On Wednesday, House Speaker Ryan Fecteau, D-Biddeford, introduced a new bill to further that goal by studying zoning and land-use restrictions.

"We owe this to our seniors, to young families who want to make a life here, and our workforce," Fecteau said at a news conference in Brunswick on Wednesday. "We can't cut the red tape if we don't consider what the red tape is in the first place."

Another bill sponsored by Fecteau was passed into law last year, allowing a group of bipartisan lawmakers, real estate experts, and industry leaders to form the Commission to Increase Opportunities in Maine by Studying Zoning and Land Use Restrictions. 

Rep. Amy Arata, R-New Glouchester, is a co-sponsor of the bill and was a housing commission member.

"Municipal home rule is important to many Republicans, but most Republicans support property rights even more. When they look at it from that perspective, I think they will support the bill," she said in a release sent Wednesday.

The bill introduced this week would make all nine recommendations from the commission law. Fecteau said that for the changes to be effective, the state and local municipalities must work together.

To incentivize towns and cities to look into changing any outdated zoning and land-use restrictions, the bill would create a three-year grant program that would give municipalities $25,000 per year to review ordinances that may impact housing availability.

Credit: NCM

In any zone where housing is already permitted, this bill would allow "structures with up to 4 dwelling units [to] be built and allow accessory dwelling units in all Maine towns."

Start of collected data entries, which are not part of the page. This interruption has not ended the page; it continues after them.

PR #998, opened 2016-07-19
fixed #901 , mist now get best matched language code

ChihChengLiang:
hi~
I fixed #901 by adding a `getBestMatchedLangCode` function in i18n module. The mist now get the closest language code from supported language.

Better test this fix with a computer whose default language is `en-US`.

PR #1018, opened 2016-07-23
Fixed #1000 by removing tap:i18n-bundler

### LINKED ISSUE #1000: Can't switch to German with `view > change language`
Node type: geth
OS: linux
Network type: main/test
Mist version: 0.8.1
branch: develop

Can't switch to German with `view > change language`. At the first glance, the `TAPi18n.setLanguage("de")` is not behave normally.
@luclu

ChihChengLiang:
Removed tap:i18n-bundler and the i18n should work fine.

`tap:i18n-bundler` is a meteor package that bundles all i18n resources to the `public` directory on meteor startup. It aimed to make client preload i18n files and make these files available offline for Cordova. Base on the serverless design principle of Dapp, I believe that feature introduces more troubles than benefits for the mist browser.

The root cause of #1000 is that i18n-bundler failed to update languages to `app/public/i18n`.

Please review this PR with https://github.com/ethereum/meteor-dapp-wallet/pull/250 together.

### DIFF
--- a/interface/.meteor/packages
+++ b/interface/.meteor/packages
@@ -6,7 +6,6 @@
 
 less
 tap:i18n
-tap:i18n-bundler
 jeeeyul:moment-with-langs
 raix:handlebar-helpers
 frozeman:animation-helper
--- a/interface/.meteor/versions
+++ b/interface/.meteor/versions
@@ -91,7 +91,6 @@ standard-minifier-css@1.0.7
 standard-minifier-js@1.0.7
 standard-minifiers@1.0.6
 tap:i18n@1.8.2
-tap:i18n-bundler@0.3.0
 templating@1.1.10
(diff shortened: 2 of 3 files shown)


luclu:
This works great for me! 
Language selection seems to be fixed with those steps:

 - this PR
 - that PR #998
 - deleted the two folder: (they won't get recreated as the bundler is removed)
```bash
interface/public/i18n/
interface/public/public/i18n/
```

alexvandesande:
Not all languages are switching but I think this is more related to incomplete translations than anything else. I'm happy to see we can do away with the bundlers..

luclu:
@alexvandesande yes I notices the same, but those are the languages are not available yet in meteor-wallet-dapp.

alexvandesande:

Issue #828, opened 2016-06-15
Make new window loader screen frameless


alexvandesande:
Remove the buttons from the loading new window  screen.

<img width="172" alt="captura de tela 2016-06-15 as 7 12 13 pm" src="https://cloud.githubusercontent.com/assets/112898/16099176/32d6e74e-332d-11e6-8ed8-20cefbb1ecb4.png">

hiddentao:
I'll fix this for 0.8.2

luclu:
I already digged into this a little.
The problem seems to be upstream with the program flow in [native_window_mac.mm](https://github.com/electron/electron/blob/master/atom/browser/native_window_mac.mm) - as many PRs regarding window decoration actually are.

It is possible to circumvent it in Mist by commenting:
 - https://github.com/ethereum/mist/blob/f4dbbaf8cb0008f621ff0e54c00b00e99e26982c/modules/windows.js#L37
 - https://github.com/ethereum/mist/blob/f4dbbaf8cb0008f621ff0e54c00b00e99e26982c/modules/windows.js#L186

Though this will break the titlebars across OSs.

hiddentao:
Thanks @luclu. I think we can fix by setting `titleBarStyle` to empty string just for the loading window.

hiddentao:
Fixed in #1033

luclu:
>  I think we can fix by setting titleBarStyle to empty string just for the loading window.

No, that is just too simple and obvious. Please try harder on that one.

PR #1033, opened 2016-07-25
Fix for #828

hiddentao:
As the title says.


luclu:
Tschush...

luclu:
Works on all platforms.

PR #1047, opened 2016-07-28
closes #264, check for system wide installation of geth

### LINKED ISSUE #264: Look for a system wide installation of geth or eth

luclu:
This current state of this PR will make `getNodePaths.js - getNodePaths()` to 
 - check for nodes in `./nodes/<type>/<platform>/<type>`
 - check if system-installation of that node is available (Linux + OS X)
 - gather and compares their versions
 - stores the relevant (latest version's) paths in a `resolvedPaths[type]` dictionary

Ideally this should be run early during startup as it can take up to 2 seconds to resolve the versions for (geth, eth and parity installed).


gulpfile.js
```diff
@@ -40,7 +40,7 @@ var filenameLowercase = 'mist';
 var filenameUppercase = 'Mist';
 var applicationName = 'Mist'; 
 var electronVersion = '1.2.5';
-var gethVersion = '1.4.10';
+module.exports.gethVersion = '1.4.10';
```
luclu: This feels ugly + travis doesn't like this:
```
/home/travis/build/ethereum/mist/gulpfile.js:213

        if(!!~file.path.indexOf('-'+ gethVersion +'-')) {

                                     ^
```

modules/getNodePath.js
```diff
@@ -25,15 +27,44 @@ module.exports = function(type) {
...
+                
+                var systemGethVersion;
+                setTimeout(function () {
+                    if(systemGethPath !== null) {
+                        log.error(systemGethPath);
+                        var proc = exec(systemGethPath + ' version', 
+                            function(error, stdout, stderr) {
+                                systemGethVersion = stdout.match(/(?:[\d.]+)/)[0];
+                                log.warn('Geth node version: ' + systemGethVersion);
+                                log.warn(gulpfile.gethVersion);
```
luclu: What is a better way to pull the internal version of geth?
 - creating an additional local variable?
 - pulling the version with `geth version`, too?

modules/getNodePath.js
```diff
@@ -25,15 +27,44 @@ module.exports = function(type) {
...
+                var proc = exec('which geth', 
+                    function(error, stdout, stderr) {
+                        systemGethPath = stdout.toString().replace(/\n/, '');
+                        if (error !== null) {
+                                log.error("error exec 'which geth': " + error + stdout);
+                        }
+                    });
+                
+                var systemGethVersion;
+                setTimeout(function () {
```
luclu: I currently use `child_process.exec` to execute the two commands `which geth` and `geth version` and use a timeout to wait for the async call to finish. 
What better approaches are there? Especially considering the later program flow depends on its output?

gulpfile.js
hiddentao: My fix for the Linux node download issue will replace this with something better.

modules/getNodePath.js
```diff
@@ -25,15 +27,44 @@ module.exports = function(type) {
...
+
     if (globallySetType) {
         resolvedPaths[type] = globallySetType;
     } else {
         var binPath = (Settings.inProductionMode)
             ? binaryPath.replace('nodes','node') + '/'+ type +'/'+ type
             : binaryPath + '/'+ type +'/'+ process.platform +'-'+ process.arch + '/'+ type;
 
-        if(Settings.inProductionMode) {
+        if(/*Settings.inProductionMode*/ true) {
```
hiddentao: ?? Perhaps we need to get rid of the condition altogether then?

modules/getNodePath.js
hiddentao: I would recommend against using `which`. The `type` command is probably what we need, see http://superuser.com/questions/351889/what-is-the-unix-command-to-find-out-what-executable-file-corresponds-to-a-given

modules/getNodePath.js
hiddentao: Using `geth version` for the internal geth exec sounds good to me. This is also a way of verifying that it executes properly on the local OS.

modules/getNodePath.js
luclu: Yeah this is just for testing.
Sounds good to me.

modules/getNodePath.js
luclu: Ah great, I actually run into the [non-existing exit code issue](https://stackoverflow.com/questions/592620/check-if-a-program-exists-from-a-bash-script).

luclu:
This current state of this PR will make `getNodePaths.js - getNodePaths()` to 
 - check for nodes in `./nodes/<type>/<platform>/<type>`
 - check if system-installation of that node is available
 - gather and compares their versions
 - stores the relevant (latest version's) paths in a `resolvedPaths[type]` dictionary

Ideally this should be run early during startup as it can take up to 2 seconds to resolve the versions for (geth, eth and parity installed).

luclu:
argh...

PR #612, opened 2022-02-04
inject CircleCI config into `gh-pages`

elersong:
This PR adds configuration to avoid the consistently/uselessly failing builds for jsdoc. 
Those docs are currently managed via ConcourseCI.

Since the documentation gets regenerated and overwritten on each documentation deploy, the no-op configuration file must be generated and added to the repo before committing.


rts-rob (approved):
LGTM

PR #624, opened 2022-03-20
Propagate Http Errors

zvictor:
Http Errors are not being treated, leading to cryptic `SyntaxError: Unexpected end of JSON input` errors.
This PR raises the http error instead of letting it explode somewhere else in the code.

### DIFF
--- a/src/Client.js
+++ b/src/Client.js
@@ -310,6 +310,10 @@ Client.prototype._execute = function(method, path, data, query, options) {
       })
     )
     .then(function(response) {
+      if(response.status >= 400) {
+        throw new Error(`[HttpError ${response.status}] ${response.body}`)
+      }
+    
       var endTime = Date.now()
       var responseObject = json.parseJSON(response.body)
       var result = new RequestResult(


ptpaterson:
Hi @zvictor and thank you for the PR. Sorry that it's been so long to respond.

"So homeowners can freely build a structure for their son returning home from college looking for his first job, or older Mainers can be taken care of close to their grandchildren, aging joyfully with the family they love," Fecteau added.

Wednesday's news conference was held at an Accessory Dwelling Unit, operated by Backyard ADUs in Brunswick. The home is one example of Mainers building additional housing units on lots they own for family members or others.

The bill will now be sent to a legislative committee to be worked on.